At the same time, if you ignore the ‘How dare anybody tell me I can’t do something?!  HULK SMASH!’ posts from the pro-R18+ side, you’ve effectively ignored 99.99% of their arguments.  The 0.01% remaining is confusing guff.

For example, in the above-linked post by Serrels, he says:

There are claims that “vested commercial interests” are attempting to force an R18+ rating through with “propaganda”. There is next to no commercial gain here – Australia is a tiny market, and a miniscule amount of games are refused classification. In the grand scheme of things video game publishers couldn’t really care less whether an R18+ rating is passed or not – in fact, before the matter was raised again last December, publishers had informally agreed to stop pushing for one. Why? Because it doesn’t affect their business in any significant way.  [Ibid.]

Because, of course, publishers are the only ones with a commercial interest.  On The Drum, Greg Barnes pleads with us not to ‘potentially limit [the] economic potential [of R18+ games] if [they] cannot be classified in a particular jurisdiction‘.

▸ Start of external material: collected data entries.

PR #2091, opened 2025-04-01
Publication Folder Sync for Schemas

egekorkan:
## Description of Changes

copying over the fixed schemas to the publication folder. Now going to replicate in resources repo

### DIFF
--- a/publication/ver11/7-resources/validation/td-json-schema-validation.json
+++ b/publication/ver11/7-resources/validation/td-json-schema-validation.json
@@ -1,6 +1,6 @@
 {
   "title": "Thing Description",
-  "version": "1.1-09-November-2023",
+  "version": "1.1-12-March-2025",
   "description": "JSON Schema for validating TD instances against the TD information model. TD instances can be with or without terms that have default values",
   "$schema": "http://json-schema.org/draft-07/schema#",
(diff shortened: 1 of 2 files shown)


publication/ver11/7-resources/validation/td-json-schema-validation.json
```diff
@@ -1,9 +1,9 @@
 {
   "title": "Thing Description",
-  "version": "1.1-09-November-2023",
+  "version": "1.1-12-March-2025",
```
TallTed, line 3: I strongly advise using [ISO8601](https://xkcd.com/1179/) date format (YYYY-MM-DD) for most if not all purposes.

Among other things, this ensures that any sortable (e.g., tabular) listing will always put "March" ("03") earlier than "December" ("12"), while the format used above will always put "July" ("07") before "June" ("06").

danielpeintner: I agree with the statement. I just wonder whether it has any *negative* effect since we were using the other format in the past 🤷‍♂️

egekorkan:
TD call 02 April: we decide to merge it and adopt a better versioning scheme in TD 2.0 resources. Also see #1969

There’s nothing rational about the R18+ advocates’ case.  If ShootStraight believes my argument reduces to merely ‘I feel’ statements (and I agree but don’t think this is necessarily a bad thing), then R18+ advocates’ arguments reduce to an unsubstantiated ‘I have a right to access everything’.  As Sherrel says: ‘This is not a discussion, this is not a debate – if it was it would have ended years ago, rationally.’

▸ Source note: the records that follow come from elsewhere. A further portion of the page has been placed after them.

PR #1299, opened 2022-06-30
fix(message-review): listen for clicks on entire card header

bchrobot:
## Description

This adds the onClick listener to the Filters and Actions card headers rather than just the action button.

## Motivation and Context

Users expect to be able to click on the entire header (as was previously the behavior).

Initial work for addressing #1302

## How Has This Been Tested?

This has been tested locally.

N/A

## Documentation Changes

N/A

## Checklist:

---
  - https://app.asana.com/0/0/1202532271228785


ajohn25 (approved):
Suggestion: While doing this, can we change [this line](https://github.com/politics-rewired/Spoke/blob/main/src/containers/AdminIncomingMessageList/components/IncomingMessageFilter.tsx#L133) to open the message filter by default? (No one ever opens this screen without wanting to open the filter too)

[Note: As I said to Penmonicus, I’ll compose a positive argument in favour of censorship and post it here tomorrow.]


2 thoughts on “Tonight, make it magnificent… R18+ video games debate might be impoverished on both sides

  1. The major argument I’d see for the R18+ rating for games is that it exists for other media and we shouldn’t act like games are special. I’ve seen R-rated films that were great stories, etc etc, some with great artistic merit and while there aren’t a lot of games in the same category, it’s a much newer medium and there are some companies (like Bioware and Blizzard) that do produce work of that sort of quality. Neither of those companies really need the R18+ rating for any of what they’re currently doing, but if they wanted to tackle something in that area I’d be willing to see how they handled it.

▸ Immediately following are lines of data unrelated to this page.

Issue #1218, opened 2022-05-20
Clear contact message status filter in message review by default


ajohn25:
**Your issue may already be reported!**
Please search on the [issue tracker](../) before creating one.

- [x] I have searched through existing issues and did not find an existing report

**Describe the bug**
The contact message status filter on the message review page has "All" selected when the page loads.

**To Reproduce**

1.  Go to Message Review
2.  Click on the contact message status filter
3.  See that all values are selected

**Expected behavior**
The contact message status filter on the message review page should be cleared when the page loads.

**Screenshots**
![image](https://user-images.githubusercontent.com/76596635/169431970-7b0d4d8c-d113-413e-b259-7f95913a8015.png)

Additional context
Likely introduced by MUI v4 upgrade in #1178.

ajohn25:
@hiemanshu the problems you're working through on #1305 reminded me about this, so just wanted to flag as hopefully a quick fix that saves many people extra clicks if you have time for it!

PR #1305, opened 2022-07-01
fix: set initial values of message filters reading

### LINKED ISSUE #1303: Shared Message Review URL sets GraphQL query params but not Filters UI state
**Describe the bug**

Now that Message Review filter state is stored in query parameters users may share URLs for specific Message Review queries. When opening one of these shared links, the URL query parameters correctly set the state of the GraphQL query to fetch conversations. They do not set initial UI state in the Message Filters component, however, making it difficult for the user to know what they're looking at.

**To Reproduce**

1.  Go to Message Review
2.  Change some filter options in Message Filters
3.  Copy the URL
4.  Open the URL in a new tab
5. See that conversations GraphQL query runs with expected parameters
6. See that Message Filters in the new tab does not reflect query parameters

**Expected behavior**

Opening a Message Review link with query parameters should set initial UI state based on the URL query parameters.

**Screenshots**

Screen_Shot_2022-06-30_at_8_29_55_AM

**Desktop (please complete the following information):**

- OS: macOS
- Browser: Brave
- Version: Version 1.37.116 Chromium: 100.0.4896.127 (Official Build) (x86_64)

**Additional context**

Two thoughts on solutions for this are:

1. Convert `<IncomingMessageFilter />` to a controlled component. For `value` props on filter inputs, replace values from `useState()` with values from props. Continue using `onChange` props.
2. Treat the query params as an external state store. Replace `useState` and `props.onChange`s in `<IncomingMessageFilter />` with `useQueryParam`.

The two `<Autocomplete />`s will be tricky. The ID of the selected campaign or user will be stored in the URL but in order to display correctly, the appropriate record needs to be present in the Autocomplete's `options`. The `options` are sourced from a GraphQL query that relies on TextField state stored locally.

hiemanshu:
## Description

Read and setup initial state of filters

## Motivation and Context

Fixes  #1303 

## How Has This Been Tested?

Tested Locally

Screenshot 2022-07-01 at 5 03 57 PM
Screenshot 2022-07-01 at 5 04 25 PM

## Checklist:


ajohn25 (approved):

src/containers/AdminIncomingMessageList/components/IncomingMessageFilter.tsx
```diff
@@ -449,6 +487,7 @@ const IncomingMessageFilter: React.FC<IncomingMessageFilterProps> = (props) => {
           <TextField
             className={css(styles.fullWidth)}
             onChange={onContactNameChanged}
+            defaultValue={contactFilterDefault}
```
bchrobot, line 490: Suggestion: make this a controlled component as well

```suggestion
            value={contactFilter}
```

src/containers/AdminIncomingMessageList/components/IncomingMessageFilter.tsx
```diff
@@ -360,6 +384,14 @@ const IncomingMessageFilter: React.FC<IncomingMessageFilterProps> = (props) => {
     );
   };
 
+  let contactFilterDefault = firstName ?? "";
+  if (lastName) {
+    contactFilterDefault = contactFilterDefault.concat(" ", lastName);
+  }
+  if (cellNumber) {
+    contactFilterDefault = contactFilterDefault.concat(" ", cellNumber);
+  }
```
bchrobot, line 393: Suggestion: use this to make the TextField a controlled component (see other comment)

  2. I don’t think any pro-R18+ pundits favour unrestricted access to everything. Even the most utterly libertarian of advocates draw the line at material that violates the rights of others. Many will draw the line at material that can be shown to cause harm. Still more are happy to bring the banhammer down on material that would be considered Refused Classification as those standards currently apply to film and the internet. It’s a diverse group, with diverse beliefs on content accessibility. I think about the only thing that you could get everyone to agree on is that there should be an R18+ category for games, and that there should be penalties for selling them to minors.

    As for ‘I have a right to access’ being unsubstantiated… Freedom of expression is considered to be a fundamental human right internationally. Indeed, Australia itself is a signatory of the International Covenant on Civil and Political Rights which states (article 19) that everyone has the right to freedom of expression. We’ve also affirmed our commitment to the Universal Declaration of Human Rights, which includes:
    “Article 19. Everyone has the right to freedom of opinion and expression; this right includes freedom to hold opinions without interference and to seek, receive and impart information and ideas through any media and regardless of frontiers”

    I’m honestly very interested to see your pro-censorship article; it’s rare to see one that doesn’t come from a religious perspective or rely on increasingly challenged research.